Investor Group Boosts Macy’s Buyout Offer by Nearly $1 Billion

In a surprising turn of events, Arkhouse Management and Brigade Capital have announced that they are increasing their offer to acquire Macy’s by nearly $1 billion. The investor group is hoping to take the department-store chain private, and this new offer reflects their determination to make this deal happen.

The initial bid of $21 a share, or about $5.8 billion, was rejected by Macy’s board in January. At the time, the board claimed that the offer lacked “compelling value.” However, Arkhouse and Brigade are not backing down. They have now increased their bid to $24 a share, or about $6.6 billion, representing a 51.3% premium to Macy’s share price as of November 30, 2023, when their original proposal was submitted.

This new offer also represents a 33% premium to Macy’s stock price as of Friday, when it closed at $18.01 a share. The investor group is clearly showing its confidence in the future of Macy’s by significantly raising their offer.

Despite the rejection of their previous bid and the frustration caused by the delay tactics employed by Macy’s board, Arkhouse and Brigade remain committed to acquiring the company. In a statement, they expressed their determination to execute this transaction and emphasized their frustration with Macy’s board of directors for refusing to engage with their credible buyer group.

Macy’s, on the other hand, has acknowledged the receipt of the new offer and stated that it will carefully review and evaluate the proposal in accordance with its fiduciary duties.
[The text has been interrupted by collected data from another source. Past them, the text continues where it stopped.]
PR #968, opened 2019-02-08
normalize HTML case-insensitive attributes + basic support for custom elements

### LINKED ISSUE #932: Add basic support for HTML custom elements
Hi, 

Out of curiosity, I’ve been playing with custom elements v1 a little bit (so this is [the HTML spec](https://html.spec.whatwg.org/multipage/custom-elements.html#custom-elements)). [Support isn’t necessarily bad in real life](https://caniuse.com/#feat=custom-elementsv1) and well, although I’m not advising anyone to use that in production, I could probably see workflow/internal use cases – especially as an app that is using a WebView that supports that, supports that.

So I’m wondering… is this something epubcheck has to align with? I am currently getting the following error: 

```
ERROR | RSC-005 | /OEBPS/Text/002_otf.xhtml (line 19, col 12) | Error while parsing file 'element "dink-us" not allowed here; expected the element end-tag, text or element "a", "abbr", "address", "area", "article", "aside", "audio", "b", "bdi", "bdo", "blockquote", "br", "button", "canvas", "cite", "code", "command", "datalist", "del", "details", "dfn", "div", "dl", "em", "embed", "epub:switch", "epub:trigger", "fieldset", "figure", "footer", "form", "h1", "h2", "h3", "h4", "h5", "h6", "header", "hgroup", "hr", "i", "iframe", "img", "input", "ins", "kbd", "keygen", "label", "link", "main", "map", "mark", "menu", "meta", "meter", "nav", "ns1:math", "ns2:svg", "object", "ol", "output", "p", "pre", "progress", "q", "ruby", "s", "samp", "script", "section", "select", "small", "span", "strong", "style", "sub", "sup", "table", "textarea", "time", "u", "ul", "var", "video" or "wbr" (with xmlns:ns1="http://www.w3.org/1998/Math/MathML" xmlns:ns2="http://www.w3.org/2000/svg")'.
```

It is my understanding this could be more of a parsing error, probably because of the dash, but I could be wrong. 

On a related note, you can add contents and attributes with `connectedCallback()` (cf. [this demo](https://codepen.io/JayPanoz/pen/zyZEMM) for instance) so I’m not sure how you can handle that if you don’t check for markup added with JS already – sorry, didn’t bother to try that.

### LINKED ISSUE #941: Normalize the case of boolean attributes values
epubcheck flags an error for the following attributes on element iframe: 

- allowFullScreen="allowFullScreen"
- allowfullscreen=""
- allow="fullscreen"

Error reads as follows: 

```
ERROR(RSC-005): ./Documents/Work/Validator/Testing Blank Files/S_EPUB_AllowFullScreen_ALL.epub/OEBPS/xhtml/jac_9781319048860_back.xhtml(18,106): Error while parsing file: attribute "allowFullScreen" not allowed here; expected attribute...
```

("..." omits the enumerated allowed attributes on iframe).

Markup from file here for testing: 

```
<iframe src="http://www.youtube.com/embed/xDMP3i36naA" allowFullScreen="allowFullScreen"></iframe>
<iframe src="http://www.youtube.com/embed/xDMP3i36naA" allowfullscreen=""></iframe>
<iframe src="http://www.youtube.com/embed/xDMP3i36naA" allow="fullscreen"></iframe>
```

HTML validator allows these, so I propose that this may be a bug in epubcheck.

rdeltour:
## parse boolean/enumerated HTML attributes as case-insensitive
- add an `HTMUtils` facility to get whether an HTML attribute has a
  case-insensitive value (boolean and enumerated attributes)
- pre-process case-insensitive HTML attributes to lower-case their value
- refactor the pre-processing attribute logic for more clarity
- add a test

Fix #941

## basic schema support for HTML custom elements

- add an `isCustomElement` method in `HTMLUtils`.
- pre-process custom elements in `XMLParser` to put them in the
  proprietary namespace used by the Nu Html Checker schemas to treat
  them distinctively.
- add a simple test case.

Fix #932

### DIFF
--- a/src/main/java/com/adobe/epubcheck/xml/HTMLUtils.java
+++ b/src/main/java/com/adobe/epubcheck/xml/HTMLUtils.java
@@ -75,4 +75,9 @@ public class HTMLUtils
 
   }
 
+  public static boolean isCustomElement(String namespace, String name)
+  {
+    return Namespaces.XHTML.equals(namespace) && Preconditions.checkNotNull(name).contains("-");
+  }
+
 }
--- a/src/main/java/com/adobe/epubcheck/xml/HTMLUtils.java
+++ b/src/main/java/com/adobe/epubcheck/xml/HTMLUtils.java
@@ -1,0 +1,78 @@
+package com.adobe.epubcheck.xml;
+
+import com.google.common.base.Preconditions;
+
+/**
+ * Utilities for HTML-specific logic.
+ * 
+ */
+public class HTMLUtils
+{
+  /**
+   * Returns whether an attribute is defined as having a case-insensitive value in
+   * HTML. This is notably the case of boolean attributes and enumerated
+   * attributes.
+   * 
+   * @param name
+   *          the name of an attribute defined in the HTML specification
+   * @return <code>true</code> iff the attribute value is case-insensitive
+   */
+  public static boolean isCaseInsensitiveAttribute(String name)
+  {
+    switch (Preconditions.checkNotNull(name))
+    {
+    case "align":
+    case "allowfullscreen":
+    case "allowpaymentrequest":
+    case "allowusermedia":
+    case "async":
+    case "autocapitalize":
+    case "autocomplete":
+    case "autofocus":
+    case "autoplay":
+    case "checked":
+    case "contenteditable":
+    case "controls":
+    case "crossorigin":
+    case "default":
+    case "defer":
+    case "dir":
+    case "disabled":
+    case "draggable":
+    case "formnovalidate":
+    case "hidden":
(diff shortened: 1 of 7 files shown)


rdeltour:
> The only thing I noticed is that custom element names aren't supposed to allow uppercase ascii characters, but this isn't tested. The same is true with the online validators, though.

Right: I applied the same (naïve) filtering as done in validator.nu. I don't know if they do some more advanced element name validation via Java assertions however.

In any case, this already gives us basic support, and I think we can safely wait for a higher integration with validator.nu to do something more advanced. As Jiminy said, I don't expect people to use custom elements in production anytime soon ;-)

The company will consult with its financial and legal advisors before making any decisions.

This development comes at a time when Macy’s is implementing a restructuring plan that involves closing 150 stores, including its iconic flagship store in downtown San Francisco. Despite this move, the company announced fourth-quarter earnings that beat expectations. Arkhouse and Brigade have taken note of this and believe that if redirected as a private company, Macy’s has promising long-term prospects.

The current state of Macy’s shares reflects the challenges the company has been facing. Its stock is down about 10% year to date and has fallen 21% over the past 12 months. In contrast, the S&P 500 has experienced an 8% gain in 2024 and a 27% gain over the past year. This highlights the need for a significant change in strategy and ownership for Macy’s to regain its competitive edge.

The new offer from Arkhouse Management and Brigade Capital provides an opportunity for Macy’s to reassess its future and potentially transform as a private company. As the investor group awaits Macy’s response, the industry eagerly anticipates the outcome of this high-stakes negotiation. Will Macy’s board of directors recognize the value in this increased offer? Only time will tell.